I, of course, asked if I could I interview them, knowing that the answer would be in the negative. When I asked if I could photograph them they called over the senior of the group. Army policy is that they can’t be identified, which I knew. The young slender bearded soldier thought for a moment. He smiled. Yes I could-as long as I didn’t photograph their ‘fronts.” He laughed when I said, “ O.K., I‘ll photograph you from behind.” He gathered the junior men and smiling they turned their backs to me, and lined up outside of the men’s section of the synagogue, as I took the photo. Although I do not have a photo of their faces-I think I will remember them nonetheless.
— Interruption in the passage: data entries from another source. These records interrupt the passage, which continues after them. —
PR #167, opened 2018-01-04
Execution plan operators: total revamp

petraselmer:
Once this has been merged, merge https://github.com/neo-technology/neo4j-manual-modeling/pull/416


cypher/cypher-docs/src/test/scala/org/neo4j/cypher/docgen/QueryPlanTest.scala
```diff
@@ -118,7 +118,7 @@ class QueryPlanTest extends DocumentingTestBase with SoftReset {
     profileQuery(
       title = "Distinct",
       text =
-        """Removes duplicate rows from the incoming stream of rows.""".stripMargin,
+        """The `Distinct` operator removes duplicate rows from the incoming stream of rows.""".stripMargin,
```
systay: This operator needs to build up state to make sure only distinct elements are returned. This leads to added memory pressure in the system.

cypher/cypher-docs/src/test/scala/org/neo4j/cypher/docgen/QueryPlanTest.scala
```diff
@@ -164,11 +164,11 @@ class QueryPlanTest extends DocumentingTestBase with SoftReset {
     profileQuery(
       title = "Eager",
       text =
-        """For isolation purposes this operator makes sure that operations that affect subsequent operations are executed fully for the whole dataset before continuing execution.
-           | Otherwise it could trigger endless loops, matching data again, that was just created.
+        """For isolation purposes, the `Eager` operator ensures that operations affecting subsequent operations are executed fully for the whole dataset before continuing execution.
+           | Otherwise, endless loops could be triggered in which data that was just created is matched.
```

One of them asked where I was from and told me he had a friend originally from Winnipeg.
During the ceremony, these flotilla commandos sat in the front row. Some members of the audience came up to shake their hands. The crowd clapped when they were introduced. Netanya’s Mayor spoke favourably of them, saying their intention when they landed on the flotilla “was not to hurt anyone”, that they “acted morally”, that the Gaza flotilla “was a deliberate provocation”, that those on board the ship “planned to attack” them. She ended her remarks by noting that her husband when he served had been in the navy and wished these young soldiers a “Yasher Koach.”
When Nissim Sharify spoke he echoed similar sentiments. “You acted in accordance with international law,” he said to the soldiers, to applause. “No army is more moral than ours,” he continued. The United States isn’t one to point fingers at Israel, in light of its actions in Afghanistan, especially in the aftermath of all of the leaked documents about that war. “You fought against terrorists,” he said to the soldiers.
I watched as a shofar was blown by a younger member of the crowd and one of the flotilla soldiers came up to him and the two men hugged. They shook hands.
Avior, who has witnessed war in Afghanistan first hand, came up to one of them, held out her hand and said, “Thank you for defending our country.”
At the end of the ceremony the soldiers were each presented with a book of tehilim.
It is a very small country. And the navy’s soldiers who stormed that flotilla on that fateful day are no different than anyone else who is drafted into the I.D.F in Israel. To the audience at the ceremony, any one of them could have just as easily been the boy who lived next door, a cousin, a friend, a family member. They served their country. Undoubtedly, they never expected to have become the focus of the world’s attention, nor the subject of what may seem like endless investigation.